## Activity
Only the first line of the listing and the lines after it, up to and including the one containing "jmamma: patch below", should be retyped exactly.

_____

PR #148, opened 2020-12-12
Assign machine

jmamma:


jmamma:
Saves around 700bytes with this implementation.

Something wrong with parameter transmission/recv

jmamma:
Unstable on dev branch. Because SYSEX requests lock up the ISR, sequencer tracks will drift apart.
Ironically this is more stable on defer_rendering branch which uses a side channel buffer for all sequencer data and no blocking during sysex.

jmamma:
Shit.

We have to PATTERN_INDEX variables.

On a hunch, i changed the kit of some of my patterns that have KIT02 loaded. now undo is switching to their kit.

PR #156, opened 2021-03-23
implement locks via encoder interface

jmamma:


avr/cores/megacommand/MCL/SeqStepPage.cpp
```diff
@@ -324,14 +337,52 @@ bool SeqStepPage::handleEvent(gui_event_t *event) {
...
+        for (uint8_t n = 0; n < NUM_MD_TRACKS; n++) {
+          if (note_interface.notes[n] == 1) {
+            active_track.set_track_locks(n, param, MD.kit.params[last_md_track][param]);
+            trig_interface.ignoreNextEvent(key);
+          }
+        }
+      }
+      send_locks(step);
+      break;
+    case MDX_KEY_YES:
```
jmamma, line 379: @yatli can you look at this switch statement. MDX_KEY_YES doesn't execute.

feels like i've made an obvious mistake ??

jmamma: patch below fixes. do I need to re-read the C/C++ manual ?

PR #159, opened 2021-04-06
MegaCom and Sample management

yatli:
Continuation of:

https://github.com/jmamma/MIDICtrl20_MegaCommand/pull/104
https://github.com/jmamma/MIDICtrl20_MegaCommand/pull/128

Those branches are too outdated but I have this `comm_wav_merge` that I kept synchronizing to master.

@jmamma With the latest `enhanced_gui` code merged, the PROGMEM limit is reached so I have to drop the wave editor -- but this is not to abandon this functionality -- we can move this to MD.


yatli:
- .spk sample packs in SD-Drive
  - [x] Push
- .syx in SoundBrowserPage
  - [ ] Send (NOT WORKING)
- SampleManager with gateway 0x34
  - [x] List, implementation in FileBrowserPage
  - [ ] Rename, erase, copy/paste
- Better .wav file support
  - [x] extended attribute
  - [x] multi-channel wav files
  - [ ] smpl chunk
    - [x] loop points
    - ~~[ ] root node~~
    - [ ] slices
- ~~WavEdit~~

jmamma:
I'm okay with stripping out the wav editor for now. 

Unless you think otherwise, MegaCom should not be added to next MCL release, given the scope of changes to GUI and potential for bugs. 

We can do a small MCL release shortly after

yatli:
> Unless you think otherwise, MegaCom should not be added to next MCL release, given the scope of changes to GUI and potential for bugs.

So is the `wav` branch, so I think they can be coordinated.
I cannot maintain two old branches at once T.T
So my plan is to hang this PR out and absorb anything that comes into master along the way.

_____

## Your solution
PR #148, opened 2020-12-12
Assign machine

jmamma:


jmamma:
Saves around 700bytes with this implementation.

Something wrong with parameter transmission/recv

jmamma:
Unstable on dev branch. Because SYSEX requests lock up the ISR, sequencer tracks will drift apart.
Ironically this is more stable on defer_rendering branch which uses a side channel buffer for all sequencer data and no blocking during sysex.

jmamma:
Shit.

We have to PATTERN_INDEX variables.

On a hunch, i changed the kit of some of my patterns that have KIT02 loaded. now undo is switching to their kit.

PR #156, opened 2021-03-23
implement locks via encoder interface

jmamma:


avr/cores/megacommand/MCL/SeqStepPage.cpp
```diff
@@ -324,14 +337,52 @@ bool SeqStepPage::handleEvent(gui_event_t *event) {
...
+        for (uint8_t n = 0; n < NUM_MD_TRACKS; n++) {
+          if (note_interface.notes[n] == 1) {
+            active_track.set_track_locks(n, param, MD.kit.params[last_md_track][param]);
+            trig_interface.ignoreNextEvent(key);
+          }
+        }
+      }
+      send_locks(step);
+      break;
+    case MDX_KEY_YES:
```
jmamma, line 379: @yatli can you look at this switch statement. MDX_KEY_YES doesn't execute.

feels like i've made an obvious mistake ??

jmamma: patch below fixes. do I need to re-read the C/C++ manual ?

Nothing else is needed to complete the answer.